Cause: group column or comparison values don't exist Solution:

  1. Check available metadata columns in ScRepCombiningExpression output
  2. Verify group names match exactly (case-sensitive)
toml
[CDR3AAPhyschem.envs]
group = "seurat_clusters"  # If CellType not available
comparison = ["0", "1"]  # Use cluster IDs

Issue: "Insufficient cells for regression"

Cause: Too few cells in one or more groups Solution:

  1. Use each to analyze samples separately if pooled analysis fails
  2. Combine similar cell types in comparison
toml
[CDR3AAPhyschem.envs]
# Combine rare subtypes
comparison = {HighExpander = ["Treg", "Tconv"], LowExpander = ["Tfh"]}

Issue: "No significant property differences"

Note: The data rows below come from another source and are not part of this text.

PR #1609, opened 2021-11-20
Add RealVNC's JPEG encoding

pdlan:
Add support for RealVNC's JPEG encoding.


CendioOssman:
Nice.

Do you think you could have a look at adding unit tests for this as well? To make sure it doesn't break in the future. RealVNC is not a server we test with regularly.

This encoding also lacks documentation over at @rfbproto. Do you think you could have a go at writing a PR there as well?

CendioOssman:
Nice. Thanks!

Could you squash things together to a single commit? Then I'll go ahead and merge this.

PR #1611, opened 2021-11-24
Document binding to localhost in Quick Start

pykgi6:
Not desirable to bind to public Internet unless necessary, especially for unprotected VNC.


CendioOssman:
Seems reasonable. Thanks!

PR #1615, opened 2021-11-30
Rename use_require.js to js2common.js

samhed:
This script only has one purpose now, let the name reflect that.


CendioOssman:
I'm not going to object to the overall principle, but "js2common" sounds like the output is no longer javascript. :)

Something generic like "convert.js"?

samhed:
Sure :+1:

PR #1617, opened 2021-12-10
Fix issue with ResizeObservers and scrollbars

### LINKED ISSUE #1616: Server-initiated resizes don't work in Chrome when "Remote resize" is enabled
**Describe the bug**
When `scaling mode` is set to `remote resize` and resizing the remote screen from the remote side, you get the correct size for a short moment, and then noVNC resizes back to fit your browser viewport.

This should not happen, we should only request a new size from the client-side when the browser window changes.

**To Reproduce**
1. Resize your browser window to a size smaller than 1920x1080
2. Connect using noVNC from Google Chrome
3. Resize the remote screen using `xrandr -s 1920x1080` from a terminal
4. See that the noVNC screen is resized to fit the browser window

**Expected behavior**
I expect to see scrollbars and that the remote screen should be larger than the browser window. This is what happens in Firefox.

 - OS: Fedora 34
 - Browser: Google Chrome
 - Browser version: 96

 - noVNC version: 78eda3c0403f82e10a6fe1bcc5f473a9af571474 (latest master)
 - VNC server: TigerVNC
 - WebSocket proxy: websockify

**Additional context**
This is a regression from when we switched to using a `ResizeObserver` instead of listening to the `resize` event. I can reproduce the issue using a9c2ff30b636cf5bb0c5f183302646a5b6ec8481 but not using fcb95821b76e105ed4a7ce4c2c19549c8dbbeb44.

samhed:
Also includes some minor fixups of the unit tests and the removal of an old unnecessary workaround for buggy scrollbars in Google Chrome.

Closes #1616

### DIFF
--- a/core/rfb.js
+++ b/core/rfb.js
@@ -703,12 +703,13 @@ export default class RFB extends EventTargetMixin {
     }
 
     _fixScrollbars() {
-        // This is a hack because Chrome screws up the calculation
-        // for when scrollbars are needed. So to fix it we temporarily
-        // toggle them off and on.
+        // This is a hack because Safari on macOS screws up the calculation
+        // for when scrollbars are needed. We get scrollbars when making the
+        // browser smaller, despite remote resize being enabled. So to fix it
+        // we temporarily toggle them off and on.
         const orig = this._screen.style.overflow;
         this._screen.style.overflow = 'hidden';
-        // Force Chrome to recalculate the layout by asking for
+        // Force Safari to recalculate the layout by asking for
         // an element's dimensions
         this._screen.getBoundingClientRect();
         this._screen.style.overflow = orig;
--- a/core/rfb.js
+++ b/core/rfb.js
@@ -244,6 +244,8 @@ export default class RFB extends EventTargetMixin {
         this._sock.on('message', this._handleMessage.bind(this));
         this._sock.on('error', this._socketError.bind(this));
 
+        this._expectedClientWidth = null;
+        this._expectedClientHeight = null;
         this._resizeObserver = new ResizeObserver(this._eventHandlers.handleResize);
 
         // All prepared, kick off the connection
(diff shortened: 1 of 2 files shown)


core/rfb.js
```diff
@@ -688,6 +688,12 @@ export default class RFB extends EventTargetMixin {
         }
 
         const size = this._screenSize();
+
+        // Don't request the same size we already have
+        if (this._fbWidth === size.w && this._fbHeight === size.h) {
+            return;
+        }
```
CendioOssman, line 722: This could in theory be race:y, but I'm not sure it will ever happen in practice.

If you've sent a request but haven't gotten a reply yet, then the values you are checking are stale.

E.g.

1. Start at 100×100
2. Send request to 200×200
3. Before you've gotten a reply, try to resize back to 100×100

This scenario will now break since no request will be sent in 3. The session will be stuck at 200×200 even though 100×100 was the latest proper size.

samhed:
With regards to the "chrome scrollbars"-workaround, it seems to still be needed on Safari 15.1 on macOS 12. Instead of removing it, I have updated the comment now.

core/rfb.js
samhed: Good point, I did not consider this. We could save the previous request values and check against those I guess, but I don't think it's worth the added complexity.

I'll remove this change, the gain from it is minimal anyway.

samhed:
I have tested this PR on ..

**Fedora 34:**
- Firefox 95
- Chrome 96

**Android 12:**
- Firefox 95
- Chrome 96
- Edge 96

**Windows 10:**
- Firefox 95
- Chrome 96
- Edge 96

**iPad OS 15.1:**
- Safari 15.1

**macOS 12:**
- Firefox 95
- Chrome 96
- Edge 96
- Safari 15.1

The things I tested was:

- [x] Making size smaller (server initiated)
- [x] Making size larger (server initiated)
- [x] Making size smaller by resizing the browser window
- [x] Making size larger by resizing the browser window
- [x] Scrollbars work when session is too big
- [x] Panning works when session is too big
- [x] Reconnect with a different browser size causes resize

PR #1619, opened 2021-12-21
make fallback error dismissable

flumm:
sometimes, an error is not that fatal, and the user may want
to dismiss it, so add a button to do exactly that

Signed-off-by: Dominik Csapak <d.csapak@proxmox.com>

### DIFF
--- a/app/error-handler.js
+++ b/app/error-handler.js
@@ -17,9 +17,11 @@ function handleError(event, err) {
             return false;
         }
 
-        // Only show the initial error
+        // Clear last error
         if (msg.hasChildNodes()) {
-            return false;
+            while (msg.firstChild) {
+                msg.removeChild(msg.firstChild);
+            }
         }
 
         let div = document.createElement("div");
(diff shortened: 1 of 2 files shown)


CendioOssman:
I don't think we want to do this. Such errors are often in a way that the internal state is corrupted. As such users will easily continue working if they can dismiss it and we'll get really bad bug reports when things break later in unexpected ways.

Compare this dialog with the crash dialog of an application. The system doesn't let you continue after that, and for good reason.

If you wish to take that risk when using noVNC in proxmox, then feel free to have a local modification. But for us I prefer if we get a clear report with the initial crash.

flumm:
Ok makes sense, i just want to explain further why i did this (maybe we can tackle this differently)

We currently use a 'webview' in our flutter android app to show novnc (for vm/ct/etc. console), and in this webview the
"requestFullscreen" call throws an exception (not entirely clear why, but we think it's a security decision) which would be shown
as such an error. We work around now differently (we hide the fullscreen button and make the webview itself fullscreen at all times now).

Aside from that, i only ever saw customer reports with errors when they had some browser extension that produced some js errors, and none from novnc itself (good job :) ).

How could we better handle the fullscreen error in another way?

CendioOssman:
We should catch that error and probably log something instead. Normal user interaction should never result in stray exceptions.

Ideally though we should detect that full screen won't work and remove the button automatically.

What error do you get?

flumm:
i get:

```
noVNC encountered an error:

fullscreen error
TypeError: fullscreen error
    at HTMLInputElement.toggleFullscreen
```

CendioOssman:
That wasn't terribly descriptive. :/

I don't suppose there is more details in some other log? E.g. the browser console?

CendioOssman:
I checked MDN, and I don't see any indication that there should be any details included unfortunately.

It does however not specify anything about an exception being thrown, so I'm guessing this is a Promise that is being rejected. So we need some handling for that.

PR #626, opened 2020-02-27
CDC fix.  Use synchornized localMac

jmdewart:
### Description
- CDC fix.  Use synchornized localMac


ruck314:
@jmdewart: I think this needs to be done for XauiReg as well
https://github.com/slaclab/surf/blob/cdc-patch/ethernet/XauiCore/core/rtl/XauiReg.vhd

jmdewart:
XauiReg is a bit different - has both axiCLk and phyClk, I think it's okay as is.

PR #634, opened 2020-03-07
GigEthGtp7Wrapper: Resolved namespace conflicts

ruck314:
### Description
- There were two `refClkOut` output ports being mapped
- Changing the `Copy of internal MMCM reference clock and Reset` ports' names
  - From `refClkOut` to `mmcmRefClkOut`
  - From `refRstOut` to `mmcmRefRstOut`


leosap:
Looks fine. Thank you for quick resolution

PR #636, opened 2020-03-09
Bug Fix for EM22xx python device

ruck314:
### Description
- bug fix for LITERAL v.s. linear data format with respect to PMbus specs
- adding simpleDisplay arg and auto-poll for status registers to python/surf/protocols/i2c/_PMBus.py


ruck314:
image

jesusvasquez333:
I tested this fix and it works on SMuRF.

PR #645, opened 2020-03-31
Add auto release generation

slacrherbst:
This adds auto release generation. Once a tag is pushed the release and release notes will be auto generated.

### DIFF
--- a/.travis.yml
+++ b/.travis.yml
@@ -39,6 +39,8 @@ addons:
       # - ghdl
 
 stages:
+    - name: gen_release
+      if: tag IS present
     # On master branch (but not on PRs to master) or in tagged releases
     # generate and deploy the documentation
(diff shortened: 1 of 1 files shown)


.travis.yml
```diff
@@ -137,3 +139,11 @@ jobs:
       #language: ruby  # osx does not support language=python
       #env: CONDA_TOKEN=$CONDA_UPLOAD_TOKEN_TAG
 
+    - stage: gen_release
+      name: "Generate Release"
+      install:
+         - git clone https://github.com/slaclab/ruckus.git -b new_release
```
bengineerd: Will this eventually need to be the master branch instead of new_release?

slacrherbst: Yes. That will need to be updated once Ruckus is released.

PR #646, opened 2020-04-10
Converting BoxcarIntegrator.vhd to signed

leosap:
Converting BoxcarIntegrator.vhd to signed


ruck314:
@leosap: Shouldn't there be a generic selecting whether the accumulator signal type is `signed` or `unsigned` (instead of assuming always signed)?

leosap:
Generally speaking it could be beneficial to add this option given that it is relatively easy.For example, adding extra protection bit to input data bus with proper propagation when unsigned.   And it will back comparable since I see some other application which use it. Will look into it

leosap:
Added update as it was requested

leosap:
Both version were successfully tested with MPS system test in signed operation

ruck314:
```Both version were successfully tested with MPS system test in signed operation```
To confirm: Both `unsigned` and `signed` configuration were regression tested in MPS? Or only the `signed` configuration?

leosap:
MPS is using only signed values now. So, only signed were tested for correctness of result

PR #662, opened 2020-05-05
Adding pipeline registers to help with timing for dsp/fixed/BoxcarIntegrator.vhd

leosap:
trying to address timing closure for MPS Central node. Modified BoxCarIntegrator to add register output to memory used and pipeline for processing. It is optional controlled by generic options. It is not tested yet.


leosap:
Hi Larry, Jeremy tested operation with new code for Link Node and it was working as original. Central mode with new mode will be only tested later when system is available. None of the other system use it it at the moment. I think for now it good to go. Sorry for delayed response

PR #663, opened 2020-05-08
Add AXIL-DRP interface for GigE GTX7

bengineerd:
### Description

The GigEth GTX7 DCP core was regenerated in https://github.com/slaclab/surf-dcp-targets/pull/2 to add DRP and `txdiffctrl` ports. This DCP has been copied into SURF. The DRP ports have been attached to an `AxiLiteToDrp` bridge and the TX drive strength ports brought out to top level ports.

Some minor cleanup was also done on the `GigEthReg` python Device class.


bengineerd:
This is now ready for review. I've tested it in hardware on my KPIX setup.

PR #664, opened 2020-05-12
Add register verify for the read/write registers

ruck314:
### Description
- Add register verify for the read/write registers to catch broken SPI interfaces

### DIFF
--- a/python/surf/devices/ti/_Dac38J84.py
+++ b/python/surf/devices/ti/_Dac38J84.py
@@ -38,9 +38,23 @@ class Dac38J84(pr.Device):
             number       = 126,
             stride       = 4,
             hidden       = not(debug),
-            verify       = False,
+            verify       = False, # Verify all registers by default
             overlapEn    = True,
         )
+
+        # Do verify the READ-WRITE registers
+        for i in range(0, 7):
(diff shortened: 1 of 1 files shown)


ruck314:
I don't see any verification errors using this patch with known working HW
```
Starting EPICS server using prefix "smurf_server_s5"
Enabling stream data on PVs (buffer size = 524288 points, data type = Int16)
start: Started zmqServer on port 9010

FPGA image build information:
===================================
BuildStamp              : MicrowaveMuxBpEthGen2: Vivado v2018.3, rdsrv300 (x86_64), Built Tue 03 Dec 2019 11:08:05 AM PST by mdewart
FPGA Version            : 0x20
Git hash                : 0x83947a3fa86fe023281c0557dedf8ad781093d43

Setting defaults from file /tmp/fw/smurf_cfg/defaults/defaults_c03_lb_lb.yml
Starting GUI...

QStandardPaths: XDG_RUNTIME_DIR not set, defaulting to '/tmp/runtime-cryo'
Setting timeout to 1000 msecs, waitRetry = 1
Connected to AMCc at localhost:9010
Running GUI. Close window, hit cntrl-c or send SIGTERM to 92 to exit.
```

PR #670, opened 2020-05-19
pr.Device verify cleanup

ruck314:
### Description
- python/surf/devices/ti/_Adc16Dx370.py: removed unused `verify` arg
- python/surf/devices/ti/_Ads54J60.py: removed `verify` arg
- python/surf/devices/ti/_Ads54J60Channel.py: removed `verify` arg

### DIFF
--- a/python/surf/devices/ti/_Adc16Dx370.py
+++ b/python/surf/devices/ti/_Adc16Dx370.py
@@ -17,7 +17,7 @@ import pyrogue as pr
 import time
 
 class Adc16Dx370(pr.Device):
-    def __init__( self, verify=False, **kwargs):
+    def __init__( self, **kwargs):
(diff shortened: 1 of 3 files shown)


ruck314:
@bengineerd: Similar to https://github.com/slaclab/surf/commit/f4fd8f12776cba01510f6e0699286a0f8ce6a988, we `shot ourself in the foot` for not verifying.  These two ADCs are partically the same from a SPI register point of view. And I don't want to run into this same issue for this ADC as well.

bengineerd:
I guess what I'm getting at is, do we even need to give an option to not verify?

ruck314:
`do we even need to give an option to not verify?`
Agree. See d41c6ac for update

PR #674, opened 2020-05-27
Update SlvDelayFifo.vhd

ruck314:
### Description
-  combined the data/delay FIFOs together 
   - more logic efficient and less resources
-  Prevent delay configurations less than min FIFO latency from being used in readoutTime calculation
- Added error checking of DELAY_BITS_G with respect to min FIFO latency
- Using `=` instead of `<=` for fifoReadoutTime versus r.timeNow because of bug in the r.timeNow roll over case
- Using combinatorial output (instead of registered output) for the FIFO's read enable to support 100% FIFO write duty cycles
  - Resolve the issue of lossing data if FIFO writes are more 50% for a long period of time
  - Resolve the issue of two back-to-back FIFO writes and holding off until timeNow roll over to recover of the 2nd read being behind in time
- Added optional inputAFull for possible flow control

### DIFF
--- a/base/general/rtl/SlvDelayFifo.vhd
+++ b/base/general/rtl/SlvDelayFifo.vhd
@@ -81,7 +81,7 @@ architecture rtl of SlvDelayFifo is
 
 begin
 
-   assert (2**DELAY_BITS_G >= FIFO_MIN_LAT_C)
+   assert (DELAY_BITS_G >= log2(FIFO_MIN_LAT_C))
       report "DELAY_BITS_G must be >= log2(FIFO_MIN_LAT_C)"
       severity failure;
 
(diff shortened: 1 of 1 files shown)


ruck314:
@thatweaver: If the delay changes, should we reset the FIFO?  Something like this ...

```vhdl
      -- Keep a delayed copy
      v.delay := delay;

      -- Reset
      if (rst = '1') or (r.delay /= v.delay) then
         v       := REG_INIT_C;
         -- Don't reset copy of delay 
         v.delay := delay;
      end if;
```

thatweaver:
I don't know.  Maybe it should just be left up to the application.  I don't know all the use cases.

-Matt

ruck314:
@bengineerd: Any comments before I merge?

bengineerd:
I’ll take a look tonight and send my comments.

On May 27, 2020, at 4:56 PM, Larry Ruckman <notifications@github.com> wrote:

﻿

@bengineerd<https://github.com/bengineerd>: Any comments before I merge?

bengineerd:
I don't have a strong opinion on whether we should reset on delay changes. But if we do, we need a reset signal to go to the underlying FIFO too right?

thatweaver:
Right.  Since there is likely external logic that also needs to be reset, I think I would leave it out.

-Matt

Cause: Groups may not differ in physicochemical properties Solution:

  1. Check if comparison groups are biologically distinct
  2. Consider different group column (e.g., gene expression clusters)
  3. Verify CDR3 sequences are high-quality

Scientific Context

Key Publications

  1. Stadinski et al. (2016): "Hydrophobic CDR3 residues promote development of self-reactive T cells" - Nature Immunology
  2. Lagattuta et al. (2022): "TCR sequence features influence T cell fate" - Nature Immunology
  3. Ostmeyer et al. (2019): "Biophysicochemical motifs distinguish TILs from healthy tissue" - Cancer Research

Interpretation Guidelines

  • High GRAVY: More hydrophobic CDR3 (associated with self-reactivity, Treg)
  • High charge: Electrostatic potential may affect binding affinity
  • High aromaticity: Increased π-π interactions, structural stability
  • Length distribution: Longer CDR3s may provide broader specificity

Feature Engineering Applications

Use properties as features for:

  • TCR specificity prediction models
  • T cell fate classification (Treg vs Tconv)
  • Antigen binding affinity estimation
  • Cross-reactivity assessment

Output Format

  • Directory: {{in.scrfile | stem}}.cdr3aaphyschem/
  • Files:
    • Regression plots per property (hydrophobicity, volume, pI)
    • Statistical tables comparing groups
    • CDR3 length distributions
    • Property correlation matrices
  • Visualizations:
    • Property vs length scatter plots
    • Group-wise property boxplots
    • Regression curves with confidence intervals

Advanced Usage

Custom Property Scales

If using non-default scales (requires modifying underlying R script):

toml
# Note: Advanced usage - may require script modification
[CDR3AAPhyschem]
[CDR3AAPhyschem.envs]
# Specify alternative hydrophobicity scale
hydro_scale = "Wimley"
pK_source = "Murray"

Length-Based Stratification

toml
[CDR3AAPhyschem]
[CDR3AAPhyschem.envs]
# Analyze by CDR3 length bins
group = "CellType"
comparison = ["Treg", "Tconv"]
# Use metadata column with length information
each = "CDR3_Length_Bin"
chain = "TRB"

Publication-Ready Plots

toml
[CDR3AAPhyschem]
[CDR3AAPhyschem.envs]
group = "CellType"
comparison = {Treg = "Treg", Tconv = "Tconv"}
target = "Treg"
chain = "TRB"
# Publication parameters
plot_theme = "nature"
fig_dpi = 300
fig_format = "pdf"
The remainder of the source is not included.